Write out exactly the first lines of the listing, ending on the line that contains "- The TEG is".

........

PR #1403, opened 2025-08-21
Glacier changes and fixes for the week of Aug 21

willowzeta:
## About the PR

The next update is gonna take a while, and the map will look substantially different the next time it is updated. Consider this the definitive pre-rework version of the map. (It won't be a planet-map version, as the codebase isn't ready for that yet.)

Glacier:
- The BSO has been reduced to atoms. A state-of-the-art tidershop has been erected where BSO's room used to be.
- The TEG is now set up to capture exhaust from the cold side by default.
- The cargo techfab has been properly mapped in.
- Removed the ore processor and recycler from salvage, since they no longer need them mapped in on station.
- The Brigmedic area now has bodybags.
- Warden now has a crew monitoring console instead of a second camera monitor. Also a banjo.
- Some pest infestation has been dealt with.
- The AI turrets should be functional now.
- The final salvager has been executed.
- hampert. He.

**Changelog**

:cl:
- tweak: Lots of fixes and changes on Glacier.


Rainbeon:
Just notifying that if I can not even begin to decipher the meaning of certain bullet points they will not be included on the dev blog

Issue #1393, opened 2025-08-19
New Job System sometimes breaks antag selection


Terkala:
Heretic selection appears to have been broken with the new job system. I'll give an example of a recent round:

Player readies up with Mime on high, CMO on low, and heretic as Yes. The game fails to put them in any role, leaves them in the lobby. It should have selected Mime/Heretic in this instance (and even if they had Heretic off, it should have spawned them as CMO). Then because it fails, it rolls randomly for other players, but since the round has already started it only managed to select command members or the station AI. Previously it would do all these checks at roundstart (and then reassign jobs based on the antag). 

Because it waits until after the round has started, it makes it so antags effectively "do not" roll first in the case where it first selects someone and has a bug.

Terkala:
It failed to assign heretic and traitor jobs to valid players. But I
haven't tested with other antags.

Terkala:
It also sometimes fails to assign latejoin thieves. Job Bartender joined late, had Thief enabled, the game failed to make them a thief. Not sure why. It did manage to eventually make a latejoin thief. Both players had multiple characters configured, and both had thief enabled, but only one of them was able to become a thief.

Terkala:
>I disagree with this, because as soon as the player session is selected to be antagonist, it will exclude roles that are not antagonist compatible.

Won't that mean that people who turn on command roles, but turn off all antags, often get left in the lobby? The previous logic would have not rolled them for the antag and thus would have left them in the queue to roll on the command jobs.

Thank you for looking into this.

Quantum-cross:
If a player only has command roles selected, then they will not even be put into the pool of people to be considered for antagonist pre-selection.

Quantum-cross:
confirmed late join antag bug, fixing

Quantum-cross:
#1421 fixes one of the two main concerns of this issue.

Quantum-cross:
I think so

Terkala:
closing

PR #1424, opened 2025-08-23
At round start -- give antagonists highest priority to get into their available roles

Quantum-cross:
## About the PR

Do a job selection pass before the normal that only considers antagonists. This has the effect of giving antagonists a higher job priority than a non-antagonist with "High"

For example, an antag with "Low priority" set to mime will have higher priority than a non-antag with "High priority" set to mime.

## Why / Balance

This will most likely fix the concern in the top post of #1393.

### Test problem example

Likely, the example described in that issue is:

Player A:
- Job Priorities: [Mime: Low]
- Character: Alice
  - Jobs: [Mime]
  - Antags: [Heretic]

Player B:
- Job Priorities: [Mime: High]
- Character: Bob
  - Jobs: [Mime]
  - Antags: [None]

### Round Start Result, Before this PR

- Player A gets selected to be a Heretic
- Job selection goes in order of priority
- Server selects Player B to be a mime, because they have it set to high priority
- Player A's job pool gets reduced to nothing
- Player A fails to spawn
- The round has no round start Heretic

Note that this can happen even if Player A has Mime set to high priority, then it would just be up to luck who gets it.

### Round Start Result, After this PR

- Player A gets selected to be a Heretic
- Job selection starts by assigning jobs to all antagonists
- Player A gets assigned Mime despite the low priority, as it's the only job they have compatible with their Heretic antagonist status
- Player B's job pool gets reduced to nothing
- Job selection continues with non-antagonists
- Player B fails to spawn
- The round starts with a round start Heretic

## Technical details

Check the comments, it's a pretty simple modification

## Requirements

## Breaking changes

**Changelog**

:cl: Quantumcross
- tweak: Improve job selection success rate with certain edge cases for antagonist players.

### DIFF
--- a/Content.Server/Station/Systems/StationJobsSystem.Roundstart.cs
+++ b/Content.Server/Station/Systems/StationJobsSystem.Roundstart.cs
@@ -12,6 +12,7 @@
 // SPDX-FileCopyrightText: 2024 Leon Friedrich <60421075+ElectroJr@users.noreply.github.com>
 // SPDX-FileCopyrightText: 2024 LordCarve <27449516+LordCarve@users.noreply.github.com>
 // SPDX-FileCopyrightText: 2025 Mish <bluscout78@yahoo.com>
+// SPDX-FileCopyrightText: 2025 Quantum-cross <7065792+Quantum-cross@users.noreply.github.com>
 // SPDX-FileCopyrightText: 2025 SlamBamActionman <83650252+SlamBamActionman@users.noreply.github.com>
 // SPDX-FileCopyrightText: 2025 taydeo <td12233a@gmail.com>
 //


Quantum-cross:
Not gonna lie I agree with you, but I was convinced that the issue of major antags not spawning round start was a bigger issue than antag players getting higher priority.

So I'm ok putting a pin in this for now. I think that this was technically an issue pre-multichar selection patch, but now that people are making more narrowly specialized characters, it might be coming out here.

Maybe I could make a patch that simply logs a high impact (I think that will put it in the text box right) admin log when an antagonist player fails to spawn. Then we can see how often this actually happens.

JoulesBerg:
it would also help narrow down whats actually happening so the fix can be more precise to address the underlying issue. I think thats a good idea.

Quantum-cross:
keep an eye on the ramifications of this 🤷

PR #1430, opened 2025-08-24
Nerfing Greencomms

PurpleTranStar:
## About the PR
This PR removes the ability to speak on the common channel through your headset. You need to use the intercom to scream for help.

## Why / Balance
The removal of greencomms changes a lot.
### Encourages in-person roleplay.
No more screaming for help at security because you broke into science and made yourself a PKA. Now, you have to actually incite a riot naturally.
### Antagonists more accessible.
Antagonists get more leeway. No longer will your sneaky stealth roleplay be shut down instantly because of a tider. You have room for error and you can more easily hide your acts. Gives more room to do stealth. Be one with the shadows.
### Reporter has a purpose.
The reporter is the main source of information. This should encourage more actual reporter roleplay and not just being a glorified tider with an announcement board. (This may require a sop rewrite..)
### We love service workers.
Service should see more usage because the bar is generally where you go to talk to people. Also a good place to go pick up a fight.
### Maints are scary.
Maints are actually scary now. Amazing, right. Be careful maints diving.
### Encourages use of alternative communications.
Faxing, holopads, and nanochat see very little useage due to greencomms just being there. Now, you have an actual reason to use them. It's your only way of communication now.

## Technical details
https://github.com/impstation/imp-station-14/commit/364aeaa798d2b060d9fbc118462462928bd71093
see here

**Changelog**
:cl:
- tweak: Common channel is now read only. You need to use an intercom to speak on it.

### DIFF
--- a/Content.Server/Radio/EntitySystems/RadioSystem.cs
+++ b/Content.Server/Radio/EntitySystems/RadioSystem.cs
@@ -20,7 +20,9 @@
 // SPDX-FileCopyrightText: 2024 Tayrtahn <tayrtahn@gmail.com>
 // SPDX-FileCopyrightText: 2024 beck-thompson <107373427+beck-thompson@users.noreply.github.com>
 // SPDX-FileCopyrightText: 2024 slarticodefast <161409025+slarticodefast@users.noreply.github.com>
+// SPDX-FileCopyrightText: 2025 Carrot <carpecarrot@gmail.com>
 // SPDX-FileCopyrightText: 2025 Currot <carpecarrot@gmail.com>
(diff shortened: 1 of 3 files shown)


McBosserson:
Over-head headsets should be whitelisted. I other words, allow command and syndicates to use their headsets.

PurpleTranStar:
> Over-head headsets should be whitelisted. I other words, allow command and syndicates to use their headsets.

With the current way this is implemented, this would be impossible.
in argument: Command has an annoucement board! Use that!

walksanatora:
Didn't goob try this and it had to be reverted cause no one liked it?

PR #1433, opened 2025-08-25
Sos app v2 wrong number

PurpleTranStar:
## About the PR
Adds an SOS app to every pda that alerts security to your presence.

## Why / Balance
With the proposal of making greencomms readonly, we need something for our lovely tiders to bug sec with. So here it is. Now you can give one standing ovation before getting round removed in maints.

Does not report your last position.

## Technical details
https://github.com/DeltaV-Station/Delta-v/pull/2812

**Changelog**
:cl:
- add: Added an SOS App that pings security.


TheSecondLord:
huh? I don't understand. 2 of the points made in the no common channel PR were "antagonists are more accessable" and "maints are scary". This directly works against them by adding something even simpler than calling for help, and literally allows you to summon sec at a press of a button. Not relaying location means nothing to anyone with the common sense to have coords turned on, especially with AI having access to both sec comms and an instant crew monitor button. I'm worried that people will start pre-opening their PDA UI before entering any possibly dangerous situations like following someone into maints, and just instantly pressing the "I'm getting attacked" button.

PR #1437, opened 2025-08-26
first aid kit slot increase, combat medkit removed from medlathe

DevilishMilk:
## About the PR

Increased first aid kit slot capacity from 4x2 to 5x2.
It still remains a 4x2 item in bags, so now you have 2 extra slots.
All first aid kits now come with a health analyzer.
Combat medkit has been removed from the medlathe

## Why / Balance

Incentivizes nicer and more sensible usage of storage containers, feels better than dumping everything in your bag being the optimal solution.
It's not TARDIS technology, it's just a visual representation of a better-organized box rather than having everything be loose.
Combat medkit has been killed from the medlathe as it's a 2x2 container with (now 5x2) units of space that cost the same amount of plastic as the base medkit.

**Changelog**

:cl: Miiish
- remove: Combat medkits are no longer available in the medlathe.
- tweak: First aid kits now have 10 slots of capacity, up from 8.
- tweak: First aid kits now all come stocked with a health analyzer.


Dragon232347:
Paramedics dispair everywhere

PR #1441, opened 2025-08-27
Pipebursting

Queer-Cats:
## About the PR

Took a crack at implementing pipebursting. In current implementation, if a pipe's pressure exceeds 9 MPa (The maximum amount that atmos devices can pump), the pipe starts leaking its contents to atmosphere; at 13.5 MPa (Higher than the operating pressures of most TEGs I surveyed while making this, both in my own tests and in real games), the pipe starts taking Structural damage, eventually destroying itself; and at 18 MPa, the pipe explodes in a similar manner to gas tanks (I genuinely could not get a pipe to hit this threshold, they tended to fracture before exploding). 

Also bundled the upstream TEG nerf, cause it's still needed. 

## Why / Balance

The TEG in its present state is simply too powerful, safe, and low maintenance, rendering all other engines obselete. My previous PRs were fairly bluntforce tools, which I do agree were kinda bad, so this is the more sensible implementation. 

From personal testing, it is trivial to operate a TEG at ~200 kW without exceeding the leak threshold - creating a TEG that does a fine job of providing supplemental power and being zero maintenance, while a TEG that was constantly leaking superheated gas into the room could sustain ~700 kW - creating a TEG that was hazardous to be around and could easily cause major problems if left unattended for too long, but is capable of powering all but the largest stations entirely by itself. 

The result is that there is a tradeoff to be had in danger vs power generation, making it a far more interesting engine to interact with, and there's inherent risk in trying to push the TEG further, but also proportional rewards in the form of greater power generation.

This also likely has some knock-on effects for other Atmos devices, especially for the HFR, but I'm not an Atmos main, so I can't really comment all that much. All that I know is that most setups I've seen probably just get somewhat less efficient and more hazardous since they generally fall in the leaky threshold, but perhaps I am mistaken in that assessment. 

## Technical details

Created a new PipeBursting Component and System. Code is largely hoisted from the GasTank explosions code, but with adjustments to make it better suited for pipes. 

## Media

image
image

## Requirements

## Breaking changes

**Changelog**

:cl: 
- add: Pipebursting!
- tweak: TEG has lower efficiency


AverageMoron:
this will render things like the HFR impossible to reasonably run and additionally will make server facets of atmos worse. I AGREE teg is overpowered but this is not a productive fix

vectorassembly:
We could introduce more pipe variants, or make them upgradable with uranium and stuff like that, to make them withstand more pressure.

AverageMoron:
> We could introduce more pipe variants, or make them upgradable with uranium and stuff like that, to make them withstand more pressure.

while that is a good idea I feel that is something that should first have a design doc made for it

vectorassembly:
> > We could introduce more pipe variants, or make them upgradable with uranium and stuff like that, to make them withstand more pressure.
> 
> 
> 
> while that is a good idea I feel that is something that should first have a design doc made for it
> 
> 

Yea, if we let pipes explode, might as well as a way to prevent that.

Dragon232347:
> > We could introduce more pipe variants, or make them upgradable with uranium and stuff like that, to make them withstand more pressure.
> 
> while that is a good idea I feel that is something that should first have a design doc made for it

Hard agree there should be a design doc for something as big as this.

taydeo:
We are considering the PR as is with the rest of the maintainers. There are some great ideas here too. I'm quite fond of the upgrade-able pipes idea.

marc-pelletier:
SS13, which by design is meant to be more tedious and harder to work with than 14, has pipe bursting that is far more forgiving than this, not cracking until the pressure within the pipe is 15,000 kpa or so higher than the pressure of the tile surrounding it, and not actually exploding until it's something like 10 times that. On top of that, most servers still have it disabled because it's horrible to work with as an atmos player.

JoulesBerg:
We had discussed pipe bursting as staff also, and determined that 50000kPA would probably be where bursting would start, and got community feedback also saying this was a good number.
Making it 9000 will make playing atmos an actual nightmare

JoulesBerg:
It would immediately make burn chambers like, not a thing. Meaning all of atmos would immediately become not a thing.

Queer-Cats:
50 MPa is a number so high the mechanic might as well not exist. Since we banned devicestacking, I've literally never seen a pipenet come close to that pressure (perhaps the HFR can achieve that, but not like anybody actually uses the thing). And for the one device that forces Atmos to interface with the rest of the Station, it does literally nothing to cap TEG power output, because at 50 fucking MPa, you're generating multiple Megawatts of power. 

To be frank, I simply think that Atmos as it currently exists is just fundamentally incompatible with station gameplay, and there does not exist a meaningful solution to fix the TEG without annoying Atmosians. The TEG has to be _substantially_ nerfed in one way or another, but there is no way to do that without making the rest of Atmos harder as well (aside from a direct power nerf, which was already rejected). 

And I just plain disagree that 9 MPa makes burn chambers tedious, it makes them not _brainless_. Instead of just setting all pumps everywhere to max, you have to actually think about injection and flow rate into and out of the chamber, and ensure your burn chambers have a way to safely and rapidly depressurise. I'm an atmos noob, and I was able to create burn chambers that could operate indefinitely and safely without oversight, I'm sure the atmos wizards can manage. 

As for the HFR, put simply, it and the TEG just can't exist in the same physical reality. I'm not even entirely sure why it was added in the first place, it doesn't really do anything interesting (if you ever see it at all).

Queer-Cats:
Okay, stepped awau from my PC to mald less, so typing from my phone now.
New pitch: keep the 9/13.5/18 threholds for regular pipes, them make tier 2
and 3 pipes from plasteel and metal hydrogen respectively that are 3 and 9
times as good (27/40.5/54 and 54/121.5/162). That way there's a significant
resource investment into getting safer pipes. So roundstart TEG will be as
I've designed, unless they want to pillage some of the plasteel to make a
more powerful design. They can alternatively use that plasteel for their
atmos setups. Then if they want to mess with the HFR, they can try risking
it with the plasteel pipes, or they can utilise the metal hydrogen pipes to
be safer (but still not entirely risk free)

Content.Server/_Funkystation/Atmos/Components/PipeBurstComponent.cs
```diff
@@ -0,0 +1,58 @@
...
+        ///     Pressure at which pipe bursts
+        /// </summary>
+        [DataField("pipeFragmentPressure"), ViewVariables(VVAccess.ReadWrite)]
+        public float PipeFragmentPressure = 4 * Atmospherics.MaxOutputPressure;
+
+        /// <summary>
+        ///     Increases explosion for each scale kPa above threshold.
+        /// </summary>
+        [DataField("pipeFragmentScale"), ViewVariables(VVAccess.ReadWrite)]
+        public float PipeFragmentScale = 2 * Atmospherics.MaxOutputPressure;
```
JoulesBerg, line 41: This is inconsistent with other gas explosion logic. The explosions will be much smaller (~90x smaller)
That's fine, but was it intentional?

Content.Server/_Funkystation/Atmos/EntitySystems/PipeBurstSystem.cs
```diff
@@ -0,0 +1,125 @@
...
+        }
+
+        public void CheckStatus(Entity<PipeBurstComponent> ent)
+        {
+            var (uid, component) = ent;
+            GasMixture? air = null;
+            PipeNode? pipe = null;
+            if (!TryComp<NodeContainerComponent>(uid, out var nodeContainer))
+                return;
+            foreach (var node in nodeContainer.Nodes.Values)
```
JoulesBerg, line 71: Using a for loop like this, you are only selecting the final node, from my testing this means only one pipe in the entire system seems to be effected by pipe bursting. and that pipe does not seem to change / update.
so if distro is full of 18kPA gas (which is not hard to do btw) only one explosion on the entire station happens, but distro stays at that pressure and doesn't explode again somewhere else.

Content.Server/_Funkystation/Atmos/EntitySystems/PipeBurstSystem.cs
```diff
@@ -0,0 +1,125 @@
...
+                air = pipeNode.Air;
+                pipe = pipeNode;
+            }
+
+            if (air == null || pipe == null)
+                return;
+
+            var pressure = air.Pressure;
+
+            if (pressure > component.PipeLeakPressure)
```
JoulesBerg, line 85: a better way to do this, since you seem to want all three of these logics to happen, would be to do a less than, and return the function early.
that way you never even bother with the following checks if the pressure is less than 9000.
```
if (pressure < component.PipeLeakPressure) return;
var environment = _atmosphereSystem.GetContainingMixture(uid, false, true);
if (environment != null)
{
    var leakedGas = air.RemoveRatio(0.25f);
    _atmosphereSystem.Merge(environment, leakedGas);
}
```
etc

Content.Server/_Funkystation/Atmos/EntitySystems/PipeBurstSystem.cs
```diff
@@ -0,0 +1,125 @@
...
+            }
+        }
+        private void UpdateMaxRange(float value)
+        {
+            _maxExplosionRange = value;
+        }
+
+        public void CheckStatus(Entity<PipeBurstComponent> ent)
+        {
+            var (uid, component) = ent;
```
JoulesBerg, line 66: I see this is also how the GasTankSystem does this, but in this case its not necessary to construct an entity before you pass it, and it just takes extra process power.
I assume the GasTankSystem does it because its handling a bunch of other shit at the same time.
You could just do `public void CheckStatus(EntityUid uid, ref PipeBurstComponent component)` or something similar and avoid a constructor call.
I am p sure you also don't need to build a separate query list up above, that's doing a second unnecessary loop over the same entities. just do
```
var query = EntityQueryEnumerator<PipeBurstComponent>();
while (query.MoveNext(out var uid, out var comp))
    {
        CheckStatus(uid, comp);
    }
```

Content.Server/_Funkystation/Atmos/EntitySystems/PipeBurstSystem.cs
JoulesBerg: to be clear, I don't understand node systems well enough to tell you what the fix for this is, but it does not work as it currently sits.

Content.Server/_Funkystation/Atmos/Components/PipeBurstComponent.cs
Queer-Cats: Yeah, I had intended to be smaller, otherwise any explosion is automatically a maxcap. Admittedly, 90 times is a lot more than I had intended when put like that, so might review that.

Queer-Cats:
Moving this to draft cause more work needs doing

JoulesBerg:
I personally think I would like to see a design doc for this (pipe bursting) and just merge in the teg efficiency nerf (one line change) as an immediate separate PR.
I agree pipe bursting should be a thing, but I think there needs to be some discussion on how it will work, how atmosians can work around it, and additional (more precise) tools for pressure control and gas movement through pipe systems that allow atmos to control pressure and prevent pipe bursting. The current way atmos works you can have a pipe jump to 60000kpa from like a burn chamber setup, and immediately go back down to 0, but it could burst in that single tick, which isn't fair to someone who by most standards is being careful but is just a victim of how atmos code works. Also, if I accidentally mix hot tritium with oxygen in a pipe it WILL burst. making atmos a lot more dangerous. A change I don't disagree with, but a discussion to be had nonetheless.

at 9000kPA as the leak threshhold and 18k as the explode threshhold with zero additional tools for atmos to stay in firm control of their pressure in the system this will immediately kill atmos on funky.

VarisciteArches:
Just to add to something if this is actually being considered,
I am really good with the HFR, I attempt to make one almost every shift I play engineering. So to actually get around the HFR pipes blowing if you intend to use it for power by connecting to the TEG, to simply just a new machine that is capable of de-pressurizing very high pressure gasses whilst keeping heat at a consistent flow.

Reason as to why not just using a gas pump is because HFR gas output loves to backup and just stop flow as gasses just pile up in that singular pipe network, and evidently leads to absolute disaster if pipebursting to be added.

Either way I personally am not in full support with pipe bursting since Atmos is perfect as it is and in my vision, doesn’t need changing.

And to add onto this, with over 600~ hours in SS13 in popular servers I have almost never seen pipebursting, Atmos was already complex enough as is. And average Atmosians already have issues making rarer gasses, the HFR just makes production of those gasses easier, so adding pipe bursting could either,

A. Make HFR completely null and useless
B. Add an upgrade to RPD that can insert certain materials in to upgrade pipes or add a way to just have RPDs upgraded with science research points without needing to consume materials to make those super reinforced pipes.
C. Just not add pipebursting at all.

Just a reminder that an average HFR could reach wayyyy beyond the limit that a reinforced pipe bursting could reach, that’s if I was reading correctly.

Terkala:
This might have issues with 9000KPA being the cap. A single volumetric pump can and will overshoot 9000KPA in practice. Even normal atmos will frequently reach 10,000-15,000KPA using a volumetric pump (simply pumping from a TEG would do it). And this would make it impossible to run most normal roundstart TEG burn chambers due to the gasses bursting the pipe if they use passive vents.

........

- _Output for this exercise_
PR #1403, opened 2025-08-21
Glacier changes and fixes for the week of Aug 21

willowzeta:
## About the PR

The next update is gonna take a while, and the map will look substantially different the next time it is updated. Consider this the definitive pre-rework version of the map. (It won't be a planet-map version, as the codebase isn't ready for that yet.)

Glacier:
- The BSO has been reduced to atoms. A state-of-the-art tidershop has been erected where BSO's room used to be.
- The TEG is now set up to capture exhaust from the cold side by default.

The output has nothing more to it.